A taxi driver, who faced assault charges, walked out of an Auckland Court after the presiding judge pronounced that he was not guilty.
In a long-drawn legal battle, the accused was discharged without conviction.
Singh, the taxi driver had earlier been charged under the Crimes Act for assaulting another taxi driver.
The incident started with a verbal altercation and abuse on the issue of parking and then took an ugly turn. Mr Singh was alleged to have assaulted the other driver several times, leaving injuries. Mr Singh is then alleged to have fled the scene.
Witness for the Prosecution
During a Police interrogation, Mr Singh is reported to have refuted some of the allegations of the victim. Later, another person informed the Police that he was an eye-witness to the alleged assault.
Mr Singh was then charged under the Crimes Act.
The accused then engaged Gurbrinder Aulakh as his lawyer.
The counsel disputed the summary of facts at the Court on behalf of his client.
However, the prosecution persisted on its case and the matter was then assigned to disputed facts hearing.
During the intervening time, the counsel continued to persist with the prosecution asking for amendments, to save the Court time, and the abuse of the process.
He asked prosecution to amend the summary of facts, pointing to some of the conflicting and contradicting evidence on the file.
The prosecution, noting the contradictions, agreed to amend the part relating to the blows to the head of the victim, mentioned in the summary of facts.
Following this, the disputed facts hearing was vacated, and the matter was set down for sentencing for the common assault charge under the Crimes Act.
Before the sentencing, the counsel applied to the Court for a s106 discharge for his client. However, the prosecution opposed it and filed a letter written by the victim stating how deeply the incident had affected his work and social life, and the disruption caused due to his ongoing medical treatment due to the injuries relating to the incident.

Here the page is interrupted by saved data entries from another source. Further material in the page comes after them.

PR #305, opened 2022-09-03
Added a more ergonomic means of accessing GDAL version properties.

metasim:
---

This PR is of minor impact, but does provide some quality-of-life benefits when building systems which need to dynamically check and verify the version of GDAL available at runtime. 

GDAL's native query mechanism uses magical tokens that requires either brute memory, or repeated digging through API docs to fetch the particular version property needed. This PR aims to provide a slightly more principled approach to querying this information via a new `enum` called `VersionInfo`. It does not change the existing mechanism, only provides an alternative.


lnicola:
I know that you wanted to make debug-printing to work, but it seems quite convoluted for what it does. I'd be fine with a more lightweight like:

```rust
pub struct VersionInfo(pub &'static str);

impl VersionInfo {
    const RELEASE_NAME: VersionInfo = VersionInfo("RELEASE_NAME");
    // ...

    fn get_version_info(&self) -> String { todo!() }

    fn all() -> String { todo!() }
}
```

Let's see how the others feel about it.

metasim:
@lnicola I turned down the "clever" volume and implemented a more direct approach. What do you think?

lnicola (approved):

lnicola:
Sure, looks good. r? @jdroenner

metasim:
bors r=lnicola

PR #371, opened 2023-02-11
Refactoring `vector` module for better maintainability and extensibility.

metasim:
- [NA] I added an entry to `CHANGES.md` if knowledge of this change could be valuable to users.
---

Refactoring to improve maintainability of vector module.

Changes include:
* Grouping methods of similar purpose into separate files
* Putting associated tests in the same file as the implementation
* Adding or expanding documentation on existing methods
* Normalizing documentation patterns and format.

Intent was to not have any breaking changes.


lnicola (approved):
LGTM overall, but I can't say for sure :sweat_smile:.

One naming nit: should we use something like `set` instead of `binary`? And `formats` (:bike: :house:) instead of `text`?

metasim:
> One naming nit

Not a nit... I've already renamed those 5 times. 🙈

jdroenner (approved):

metasim:
@lnicola @jdroenner I'm going to merge this, and then in a separate PR implement `union`, `difference`, `symmetric_difference`, etc. in the new `set` module.

lnicola:
> [NA] I added an entry to CHANGES.md if knowledge of this change could be valuable to users.

image

Anyway, we can probably merge this.

bors d+

lnicola:
Actually, maybe there's no breaking changes?

bors r+

PR #372, opened 2023-02-15
Implement CoordTransformOptions and CoordTransform::new_with_options constructor

ttencate:
---

I only needed this for the ballpark option, because I found it surprising that it's possible by default to transform between CRSes that are only valid on opposite sides of the world. I didn't change this default though.

The other three options are wrapped, but I don't understand them well enough to add tests for them.

### DIFF
--- a/src/spatial_ref/srs.rs
+++ b/src/spatial_ref/srs.rs
@@ -7,6 +7,145 @@ use std::str::FromStr;
 
 use crate::errors::*;
 
+/// Options for [`CoordTransform::new_with_options`].
+#[derive(Debug)]
+pub struct CoordTransformOptions {
+    inner: gdal_sys::OGRCoordinateTransformationOptionsH,
+}
+
+impl Drop for CoordTransformOptions {
+    fn drop(&mut self) {
+        unsafe { gdal_sys::OCTDestroyCoordinateTransformationOptions(self.inner) };
+    }
+}
+
+impl CoordTransformOptions {
+    /// Creation options for [`CoordTransform`].
+    pub fn new() -> Result<CoordTransformOptions> {
+        let c_obj = unsafe { gdal_sys::OCTNewCoordinateTransformationOptions() };
+        if c_obj.is_null() {
+            return Err(_last_null_pointer_err(
+                "OCTNewCoordinateTransformationOptions",
+            ));
+        }
+        Ok(CoordTransformOptions { inner: c_obj })
+    }
+
+    /// Sets an area of interest.
+    ///
+    /// The west longitude is generally lower than the east longitude, except for areas of interest
+    /// that go across the anti-meridian.
+    ///
+    /// For more information, see:
+    /// <https://gdal.org/tutorials/osr_api_tut.html#advanced-coordinate-transformation>
+    ///
+    /// # Arguments
+    ///
+    /// - `west_longitude_deg` – West longitude (in degree). Must be in [-180,180]
+    /// - `south_latitude_deg` – South latitude (in degree). Must be in [-90,90]
+    /// - `east_longitude_deg` – East longitude (in degree). Must be in [-180,180]
+    /// - `north_latitude_deg` – North latitude (in degree). Must be in [-90,90]
+    pub fn set_area_of_interest(
+        &mut self,
+        west_longitude_deg: f64,
+        south_latitude_deg: f64,
+        east_longitude_deg: f64,
+        north_latitude_deg: f64,
+    ) -> Result<()> {
+        let ret_val = unsafe {
+            gdal_sys::OCTCoordinateTransformationOptionsSetAreaOfInterest(
+                self.inner,
+                west_longitude_deg,
+                south_latitude_deg,
+                east_longitude_deg,
+                north_latitude_deg,
+            )
+        };
+        if ret_val == 0 {
+            return Err(_last_cpl_err(CPLErr::CE_Failure));
+        }
+        Ok(())
+    }
+
+    /// Sets the desired accuracy for coordinate operations.
+    ///
+    /// Only coordinate operations that offer an accuracy of at least the one specified will be
+    /// considered.
+    ///
+    /// An accuracy of 0 is valid and means a coordinate operation made only of one or several
+    /// conversions (map projections, unit conversion, etc.) Operations involving ballpark
+    /// transformations have a unknown accuracy, and will be filtered out by any dfAccuracy >= 0
+    /// value.
+    ///
+    /// If this option is specified with PROJ < 8, the `OGR_CT_OP_SELECTION` configuration option
+    /// will default to `BEST_ACCURACY`.
+    #[cfg(any(major_ge_4, all(major_ge_3, minor_ge_3)))]
+    pub fn desired_accuracy(&mut self, accuracy: f64) -> Result<()> {
+        let ret_val = unsafe {
+            gdal_sys::OCTCoordinateTransformationOptionsSetDesiredAccuracy(self.inner, accuracy)
+        };
+        if ret_val == 0 {
+            return Err(_last_cpl_err(CPLErr::CE_Failure));
+        }
+        Ok(())
+    }
+
+    /// Sets whether ballpark transformations are allowed.
+    ///
+    /// By default, PROJ may generate "ballpark transformations" (see
+    /// <https://proj.org/glossary.html>) when precise datum transformations are missing. For high
+    /// accuracy use cases, such transformations might not be allowed.
+    ///
+    /// If this option is specified with PROJ < 8, the `OGR_CT_OP_SELECTION` configuration option
+    /// will default to `BEST_ACCURACY`.
+    #[cfg(any(major_ge_4, all(major_ge_3, minor_ge_3)))]
+    pub fn set_ballpark_allowed(&mut self, ballpark_allowed: bool) -> Result<()> {
+        let ret_val = unsafe {
+            gdal_sys::OCTCoordinateTransformationOptionsSetBallparkAllowed(
+                self.inner,
+                ballpark_allowed as libc::c_int,
+            )
+        };
+        if ret_val == 0 {
+            return Err(_last_cpl_err(CPLErr::CE_Failure));
+        }
+        Ok(())
+    }
+
+    /// Sets a coordinate operation.
+    ///
+    /// This is a user override to be used instead of the normally computed pipeline.
+    ///
+    /// The pipeline must take into account the axis order of the source and target SRS.
+    ///
+    /// The pipeline may be provided as a PROJ string (single step operation or multiple step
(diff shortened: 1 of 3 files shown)


src/spatial_ref/srs.rs
```diff
@@ -7,6 +7,146 @@ use std::str::FromStr;
...
+    ///
+    /// This is a user override to be used instead of the normally computed pipeline.
+    ///
+    /// The pipeline must take into account the axis order of the source and target SRS.
+    ///
+    /// The pipeline may be provided as a PROJ string (single step operation or multiple step
+    /// string starting with +proj=pipeline), a WKT2 string describing a CoordinateOperation, or a
+    /// "urn:ogc:def:coordinateOperation:EPSG::XXXX" URN.
+    ///
+    /// Parameters:
```
metasim, line 128: nit:

```suggestion
    /// # Arguments
```

src/spatial_ref/srs.rs
```diff
@@ -7,6 +7,146 @@ use std::str::FromStr;
...
+        }
+        Ok(CoordTransformOptions { inner: c_obj })
+    }
+
+    /// Sets an area of interest.
+    ///
+    /// The west longitude is generally lower than the east longitude, except for areas of interest
+    /// that go across the anti-meridian.
+    ///
+    /// Parameters:
```
metasim, line 40: Nit:
```suggestion
    /// # Arguments
```

src/spatial_ref/srs.rs
```diff
@@ -7,6 +7,146 @@ use std::str::FromStr;
...
+    /// Only coordinate operations that offer an accuracy of at least the one specified will be
+    /// considered.
+    ///
+    /// An accuracy of 0 is valid and means a coordinate operation made only of one or several
+    /// conversions (map projections, unit conversion, etc.) Operations involving ballpark
+    /// transformations have a unknown accuracy, and will be filtered out by any dfAccuracy >= 0
+    /// value.
+    ///
+    /// If this option is specified with PROJ < 8, the OGR_CT_OP_SELECTION configuration option
+    /// will default to BEST_ACCURACY.
```
metasim, line 80: nit: 
```suggestion
    /// If this option is specified with PROJ < 8, the `OGR_CT_OP_SELECTION` configuration option
    /// will default to `BEST_ACCURACY`.
```

src/spatial_ref/srs.rs
```diff
@@ -7,6 +7,146 @@ use std::str::FromStr;
...
+    }
+
+    /// Sets whether ballpark transformations are allowed.
+    ///
+    /// By default, PROJ may generate "ballpark transformations" (see
+    /// <https://proj.org/glossary.html>) when precise datum transformations are missing. For high
+    /// accuracy use cases, such transformations might not be allowed.
+    ///
+    /// If this option is specified with PROJ < 8, the OGR_CT_OP_SELECTION configuration option
+    /// will default to BEST_ACCURACY.
```
metasim, line 101: nit:
```suggestion
    /// If this option is specified with PROJ < 8, the `OGR_CT_OP_SELECTION` configuration option
    /// will default to `BEST_ACCURACY`.
```

src/spatial_ref/srs.rs
```diff
@@ -7,6 +7,146 @@ use std::str::FromStr;
...
+
+    /// Sets a coordinate operation.
+    ///
+    /// This is a user override to be used instead of the normally computed pipeline.
+    ///
+    /// The pipeline must take into account the axis order of the source and target SRS.
+    ///
+    /// The pipeline may be provided as a PROJ string (single step operation or multiple step
+    /// string starting with +proj=pipeline), a WKT2 string describing a CoordinateOperation, or a
+    /// "urn:ogc:def:coordinateOperation:EPSG::XXXX" URN.
```
metasim, line 126: Is there a canonical description on these operation definitions you could link to?

src/spatial_ref/tests.rs
```diff
@@ -245,6 +245,25 @@ fn failing_transformation() {
...
+    let trafo = CoordTransform::new(&ma, &nl);
+    assert!(trafo.is_ok());
+
+    let mut options = CoordTransformOptions::new().unwrap();
+    options.set_ballpark_allowed(false).unwrap();
+    let trafo = CoordTransform::new_ex(&ma, &nl, &options);
+    let err = trafo.unwrap_err();
+    assert!(matches!(err, GdalError::NullPointer { .. }), "{:?}", err);
+}
+
```
metasim, line 266: Would it be viable to provide a test for `set_coordinate_operation`?

metasim (commented):
A few nits, but overall LGTM. However, I suggest a review from one of the more experienced team members.

src/spatial_ref/srs.rs
ttencate: I have absolutely no idea what any of this even means, I just copied the docs from upstream GDAL.

src/spatial_ref/tests.rs
ttencate: If somebody could tell me input and expected output, sure. I only implemented it for completeness. If it's not cool to have untested (but also rarely used!) code in there, I'm also happy to remove it again.

src/spatial_ref/srs.rs
```diff
@@ -7,6 +7,148 @@ use std::str::FromStr;
...
+/// Options for [`CoordTransform::new_ex`].
+#[derive(Debug)]
+pub struct CoordTransformOptions {
+    inner: gdal_sys::OGRCoordinateTransformationOptionsH,
+}
+
+impl Drop for CoordTransformOptions {
+    fn drop(&mut self) {
+        unsafe { gdal_sys::OCTDestroyCoordinateTransformationOptions(self.inner) };
+        self.inner = ptr::null_mut();
```
lnicola, line 19: No need to do this AFAIK.

src/spatial_ref/srs.rs
```diff
@@ -7,6 +7,148 @@ use std::str::FromStr;
...
+            gdal_sys::OCTCoordinateTransformationOptionsSetAreaOfInterest(
+                self.inner,
+                west_longitude_deg,
+                south_latitude_deg,
+                east_longitude_deg,
+                north_latitude_deg,
+            )
+        };
+        if ret_val == 0 {
+            return Err(GdalError::OctError {
```
lnicola, line 63: I'm not sure how our errors are supposed to work, but this function returns an error message, e.g. `Invalid dfWestLongitudeDeg`. You can get it using `utils::_last_cpl_err`, but of course, that will return a `CplError` instead. So I don't really know what would be the best.

src/spatial_ref/srs.rs
```diff
@@ -7,6 +7,148 @@ use std::str::FromStr;
...
+    /// considered.
+    ///
+    /// An accuracy of 0 is valid and means a coordinate operation made only of one or several
+    /// conversions (map projections, unit conversion, etc.) Operations involving ballpark
+    /// transformations have a unknown accuracy, and will be filtered out by any dfAccuracy >= 0
+    /// value.
+    ///
+    /// If this option is specified with PROJ < 8, the `OGR_CT_OP_SELECTION` configuration option
+    /// will default to `BEST_ACCURACY`.
+    #[cfg(all(major_ge_3, minor_ge_3))]
```
lnicola, line 82: This is wrong, it will fail in `4.0`. We want `major > 3 || major == 3 && minor >= 3`. There are some places where we do this correctly.

But honestly, I wish we could improve on these somehow.

src/spatial_ref/srs.rs
```diff
@@ -7,6 +7,148 @@ use std::str::FromStr;
...
+    }
+
+    /// Sets a coordinate operation.
+    ///
+    /// This is a user override to be used instead of the normally computed pipeline.
+    ///
+    /// The pipeline must take into account the axis order of the source and target SRS.
+    ///
+    /// The pipeline may be provided as a PROJ string (single step operation or multiple step
+    /// string starting with +proj=pipeline), a WKT2 string describing a CoordinateOperation, or a
```
lnicola, line 126:
```suggestion
    /// string starting with `+proj=pipeline`), a WKT2 string describing a `CoordinateOperation`, or a
```

src/spatial_ref/srs.rs
```diff
@@ -33,6 +175,24 @@ impl CoordTransform {
         })
     }
 
+    pub fn new_ex(
+        sp_ref1: &SpatialRef,
```
lnicola, line 179: Maybe something like

```suggestion
        source: &SpatialRef,
```

(and `target` below)

src/spatial_ref/srs.rs
```diff
@@ -33,6 +175,24 @@ impl CoordTransform {
         })
     }
 
+    pub fn new_ex(
```
lnicola, line 178:
```suggestion
    pub fn new_with_options(
```

?

src/spatial_ref/tests.rs
lnicola: I think we could call it just to check it doesn't crash.

ttencate: Added a test.

src/spatial_ref/srs.rs
ttencate: Thought so. Smelled like a C habit; I just cargo-culted it. Removed it from `CoordTransform` as well.

src/spatial_ref/srs.rs
ttencate: Done. Yeah, definitely not the only occurrence of this mistake in the codebase, or even in this file.

Merging major and minor into a single `gdal_ge_3_3` option would make these lines shorter, at the expense of adding a bunch of (autogenerated) cfg options.

A custom proc macro with custom syntax could of course also work.

src/spatial_ref/srs.rs
ttencate: Done.

src/spatial_ref/srs.rs
ttencate: I found https://gdal.org/tutorials/osr_api_tut.html#advanced-coordinate-transformation which sheds some light. I don't think our API docs are the right place to expand this fully, so I added a link.

src/spatial_ref/srs.rs
ttencate: Done, but note that it's inconsistent with `Dataset::new_ex`. That one was named after `GDALOpenEx`, however, so there's some argument to be made for the inconsistency.

src/spatial_ref/srs.rs
ttencate: Good call. Done.

src/spatial_ref/srs.rs
ttencate: I don't know why this OCT prefix is even used here (OGR Coordinate Transformation??), so it seems excessive to add another error type for it. `CplError` will do fine for now. Used this for the other setters as well, though these are (currently) infallible.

The Court directed the prosecution to file written submissions in opposition.
At the next hearing, the Judge heard the submissions from both the sides.

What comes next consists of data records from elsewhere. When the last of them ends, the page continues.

PR #377, opened 2023-03-04
link and version

jdroenner:
---

### DIFF
--- a/build.rs
+++ b/build.rs
@@ -1,7 +1,8 @@
 use std::{env, str::FromStr};
 
 fn main() {
-    let gdal_version_string = env::var("DEP_GDAL_VERSION_NUMBER").unwrap();
+    let gdal_version_string = env::var("DEP_GDAL_VERSION_NUMBER")
+        .expect("The GDAL-SYS crate must emit the version of libgdal via cargo:version_number");
     println!("GDAL version string: \"{gdal_version_string}\"");
 
     // this version string is the result of:
--- a/build.rs
+++ b/build.rs
@@ -1,11 +1,7 @@
-use std::str::FromStr;
-
-fn gdal_version_info() -> String {
-    gdal_sys::gdal_version_docs_rs_wrapper()
-}
+use std::{env, str::FromStr};
 
 fn main() {
-    let gdal_version_string = gdal_version_info();
+    let gdal_version_string = env::var("DEP_GDAL_VERSION_NUMBER").unwrap();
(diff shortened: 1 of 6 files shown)


lnicola (approved):
I wonder if we shouldn't emit something like `9090900` in the docs.rs case, so everything gets enabled.

build.rs
```diff
@@ -1,11 +1,7 @@
-use std::str::FromStr;
-
-fn gdal_version_info() -> String {
-    gdal_sys::gdal_version_docs_rs_wrapper()
-}
+use std::{env, str::FromStr};
 
 fn main() {
-    let gdal_version_string = gdal_version_info();
+    let gdal_version_string = env::var("DEP_GDAL_VERSION_NUMBER").unwrap();
```
metasim, line 4: Though very unlikely, consider using `.expect(...)` with a helpful message to indicate it was expected that `gdal-sys/build.rs` would have emitted `cargo:version-number`.

gdal-sys/build.rs
```diff
@@ -59,45 +59,24 @@ fn find_gdal_dll(lib_dir: &Path) -> io::Result<Option<String>> {
...
-                let res_ptr = crate::GDALVersionInfo(c_key.as_ptr());
-                let c_res = std::ffi::CStr::from_ptr(res_ptr);
-                c_res.to_string_lossy().into_owned()
-            }
-        }"#
-        .to_string()
-    };
-    std::fs::write(out_path, docs_helper_code.as_bytes()).unwrap();
-}
-
```
metasim, line 87: ❤️

gdal-sys/src/lib.rs
```diff
@@ -5,4 +5,3 @@
 #![allow(rustdoc::bare_urls)]
 
 include!(concat!(env!("OUT_DIR"), "/bindings.rs"));
-include!(concat!(env!("OUT_DIR"), "/docs_rs_helper.rs"));
```
metasim, line 8: This must have been satisfying to eliminate! 😄

metasim (approved):

build.rs
jdroenner: [4e263c9](https://github.com/georust/gdal/pull/377/commits/4e263c94e97ca2cf1f2d468766125e9531178012)

gdal-sys/src/lib.rs
jdroenner: yes :D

The prosecution strongly opposed the discharge, stating that the defendant’s apprehensions as speculative.
Mr Aulakh made strong submissions in support and pointed how the direct and indirect consequences of the conviction would be severally disproportionate, to his client and client’s family, when weighed against the offending.
At the next hearing, the counsel brought to the attention of the Court how his client had taken initiative towards making himself a better and reformed person.
After considering all the documents and submissions, the Court finally discharged Mr Singh without a conviction, and he walked out as not guilty.